The singer was certainly eager to keep changing modes every few songs. With its icy keyboards atop warm, burbling bass, opener “Take It Back” established a moody tone that carried her until she switched instruments for “She’s 22.” The pluck and chop of her guitar sharpened the song’s subtle stab and signaled a shift toward darker, more accusatory material like “All a Dream.”
From there, Jones took brief two- or three-song turns toward country weepers, smooth pop, solo-piano supper-club jazz, minor-key adult contemporary, and bluegrass. She and her band had no problem adjusting to each new style and occasionally cross-pollinated, as in the playfully jazzy touch they gave Hank Williams’s “Cold, Cold Heart.”

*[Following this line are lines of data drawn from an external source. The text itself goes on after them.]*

PR #4938, opened 2019-10-21
Fix various typos/incorrect descriptions in rules/groups metadata.

matejak:
- [x] Fix weblink macro call.
- [x] Disable Automatic Configuration group description is too specific.
- [x] Enable Kernel Page-Table Isolation rule doesn't logically belong to the Set Boot Loader Password group
- [ ] ~Set Password Quality Requirements group description is too specific.~ this is 
- [x] `linux_os/guide/services/sssd/group.yml` group's description has no RHEL8 link for "more info".


redhatrises:
I believe that the `Disable Automatic Configuration` group is supposed to be a rule and not a group. For PWQuality group, it depends on what the description change is to as it looks fine as is.

matejak:
I have removed the `disabling_ipv6_autoconfig` group, and made the former group a WIP rule.

matejak:
Needs #4945 merged in order to pass tests.

yuumasato:
@openscap-ci test this please

ggbecker:
First this PR needs to be against stabilization branch and then it needs to be rebased. I'll take a look and see what I can do. I may have the permissions to push here.

ggbecker:
Now there is a problem with ctest. Looking into it right now.

ggbecker:
> Now there is a problem with ctest. Looking into it right now.

Minor adjustment to parse-affected test was required.

PR #4939, opened 2019-10-21
Add rule to check cockpit service status

jcpunk:
#### Description:

This adds a rule to examine the status of cockpit remote management server (cockpit-project.org) and disable it.

#### Rationale:

Cockpit is starting to come enabled by default in Fedora, but it presents another vector of attack for login and possible privilege escalation.  This adds a rule to help worried folks assess this status.


jan-cerny:
@openscap-ci ok to test

jan-cerny:
Thank you very much for your patch.

PR #4944, opened 2019-10-23
Remove openshift api_server_profiling check

### LINKED ISSUE #4943: Remove openshift api_server_profiling check
The ocp3 opencis-master profile has a check that expects profiling for the API server to be explicitly disabled.  Red Hat has changed their guidance in this area, as API server profiling is protected via RBAC and can be left enabled or disabled as desired.  From a security perspective, we only want to make sure that the web interface for profiling is disabled for the controller.  We already have the controller_disable_profiling check for this.  We should remove the api_server_profiling check.

nkinder:
The ocp3 opencis-master profile has a check that expects profiling
for the API server to be explicitly disabled.  Red Hat has changed
their guidance in this area, as API server profiling is protected
via RBAC and can be left enabled or disabled as desired.  From a
security perspective, we only want to make sure that the web
interface for profiling is disabled for the controller.  We already
have the controller_disable_profiling check for this.

This patch removes the api_server_profiling check.

- Fixes #4943

### DIFF
--- a/ocp3/profiles/opencis-master.profile
+++ b/ocp3/profiles/opencis-master.profile
@@ -95,7 +95,6 @@ selections:
     - api_server_kubelet_client_cert
     - api_server_kubelet_client_key
     - api_server_kubelet_https
-    - api_server_profiling
     - api_server_request_timeout
     - api_server_secure_port
     - api_server_service_account_ca


shawndwells:
@openscap-ci add to whitelist

shawndwells:
> The ocp3 opencis-master profile has a check that expects profiling
> for the API server to be explicitly disabled. Red Hat has changed
> their guidance in this area, as API server profiling is protected
> via RBAC and can be left enabled or disabled as desired. From a
> security perspective, we only want to make sure that the web
> interface for profiling is disabled for the controller. We already
> have the controller_disable_profiling check for this.
> 
> This patch removes the api_server_profiling check.
> 
> * Fixes #4943

@nkinder noticed this is your first contribution. Welcome!

In the past there has only been one profile for OpenShift 3.x, which ended up being used by commercial, government, and other regulated customers. Chances are we need to create multiple compliance profiles for each of these segments moving forward.

Some of them, like the U.S. government, do not want/allow profiling tools on production systems. Akin to how kdump is disabled on RHEL. To preserve the ability for future profiles to disable profiling, what do you think about removing the rule from the existing profile but keep the OVAL and XCCDF?

This would buy us time to document how profiling-related RBAC controls could be enforced in the mid/long-term, while simultaneously letting more stringent markets like U.S. Government disable profiling in the short-term.

nkinder:
> To preserve the ability for future profiles to disable profiling, what do you think about removing the rule from the existing profile but keep the OVAL and XCCDF?

This sounds like a good approach, and I wondered about just removing the check from the profile.  I will modify the patch accordingly.

yuumasato:
LGTM, Shawn's proposal make sense, and is addressed.

I have changed the base branch to stabilization, so the fix is part of next release.

PR #4945, opened 2019-10-24
Allow incomplete rules.

matejak:
If a rule is marked as not `documentation_complete`, skip it on non-debug builds, like we do with "incomplete" profiles.

### DIFF
--- a/ssg/build_ovals.py
+++ b/ssg/build_ovals.py
@@ -7,7 +7,7 @@ import sys
 from copy import deepcopy
 import collections
 
-from .build_yaml import Rule
+from .build_yaml import Rule, DocumentationNotComplete
 from .constants import oval_namespace as oval_ns
 from .constants import oval_footer
 from .constants import oval_header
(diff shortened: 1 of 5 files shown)


matejak:
I see, force pushed another part of the fix.

jan-cerny:
@matejak That's great, but it haven't fixed my scenario from my comment.

matejak:
I see, I have fixed remaining cases of handling `Rule.from_yaml` throwing an exception.

jan-cerny:
@matejak I have reviewed it again and now it works for me. However, this blocks #4938 . Should this and #4938 got to the stabilization branch instead of master? @yuumasato

yuumasato:
> Should this and #4938 got to the stabilization branch instead of master?

I see both PRs as fixing bugs in the content.
- #4938 fixes many weblink issues
- And this PR fixes the release build when a rule is marked as `documentation_complete: false`

So they make sense to go into stabilization, and thus next release.

PR #4946, opened 2019-10-25
Fail when the rule provided by --rule-id doesn't exist

jan-cerny:
#### Description:
When an user wants to compare only 1 rule, and the rule isn't present in the datastream, for example the user makes a typo in --rule-id value, the script will fail.

### DIFF
--- a/utils/compare_ds.py
+++ b/utils/compare_ds.py
@@ -212,6 +212,8 @@ def get_rules_to_compare(benchmark, rule_id):
             rule_id = ssg.constants.OSCAP_RULE + rule_id
         rules = benchmark.findall(
             ".//xccdf:Rule[@id='%s']" % (rule_id), ns)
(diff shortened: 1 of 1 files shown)


utils/compare_ds.py
```diff
@@ -212,6 +212,8 @@ def get_rules_to_compare(benchmark, rule_id):
             rule_id = ssg.constants.OSCAP_RULE + rule_id
         rules = benchmark.findall(
             ".//xccdf:Rule[@id='%s']" % (rule_id), ns)
+        if len(rules) == 0:
+            raise ValueError("Can't find rule %s" % (rule_id))
```
yuumasato: How about catching this exceptions somewhere and printing a nice message instead of tracebacking?

jan-cerny:
I have caught the exception.

PR #4947, opened 2019-10-28
Add check to set /etc/motd similar to /etc/issue

jcpunk:
#### Description:

Add setting to permit setting /etc/motd in a similar way as /etc/issue.

#### Rationale:

Sites may want the "short" message for `/etc/motd` and the "long" one for `/etc/issue` so that the user notifications are highly visible in multiple places.


jan-cerny:
@openscap-ci ok to test

jan-cerny:
@jcpunk thanks

PR #4949, opened 2019-10-28
Fill in the samples with the value from our variable

jcpunk:
#### Description:

Make the documentation cleaner

#### Rationale:

The sample text now uses the value from the variable rather than a hardcoded sample name.

### DIFF
--- a/linux_os/guide/system/logging/rsyslog_sending_messages/rsyslog_remote_loghost/rule.yml
+++ b/linux_os/guide/system/logging/rsyslog_sending_messages/rsyslog_remote_loghost/rule.yml
@@ -10,19 +10,19 @@ description: |-
     Along with these other directives, the system can be configured
     to forward its logs to a particular log server by
     adding or correcting one of the following lines,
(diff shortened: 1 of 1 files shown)


jan-cerny:
@openscap-ci ok to test

jan-cerny:
@openscap-ci test this please

linux_os/guide/system/logging/rsyslog_sending_messages/rsyslog_remote_loghost/rule.yml
```diff
@@ -16,13 +16,13 @@ description: |-
     they may not be supported in all environments.
     <br />
     To use UDP for log message delivery:
-    <pre>*.* @<i>loghost.example.com</i></pre>
+    <pre>*.* @<i><sub idref="rsyslog_remote_loghost_address" /></i></pre>
```
jan-cerny: Can you do the same change on line 13, please?

jcpunk: I'll fix shortly.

But for all the versatility at her command, Jones assiduously avoided getting too worked up. Songs like “4 Broken Hearts” and “Miriam” swelled to choruses that were big without any particular impact. “Stuck” was especially illustrative of the problem: It seemed to want to hit harder than the others but was still muted, and rather than letting guitarist Jason Roberts ride out his fiery solo to the very end, Jones let it gradually dissipate and the song calmly returned to earth before it finished.
Still, even if she was loath to push too hard, a handful of songs managed to lift off the ground. The bluesy, swinging thump of “It's Gonna Be” was fueled by Pete Remm’s rousing Hammond B-3 organ, and the upright bass and cockeyed guitar gave the spook-house barrelhouse “Sinkin' Soon” some fire.
Better yet was the folky encore, where everyone huddled around a single microphone with acoustic instruments for “Sunrise” and “Creepin’ In.” It didn’t make for the best mix, but it was loose and free. It could be that Jones’s low-key demeanor is just a Trojan horse for darker impulses, but she might go further if she stopped holding back.
Opener Sasha Dobson’s borderline noir-country songs were crawling and laden with reverb, which was weirdly out of step with her chipper, almost goofy-apologetic between-song demeanor.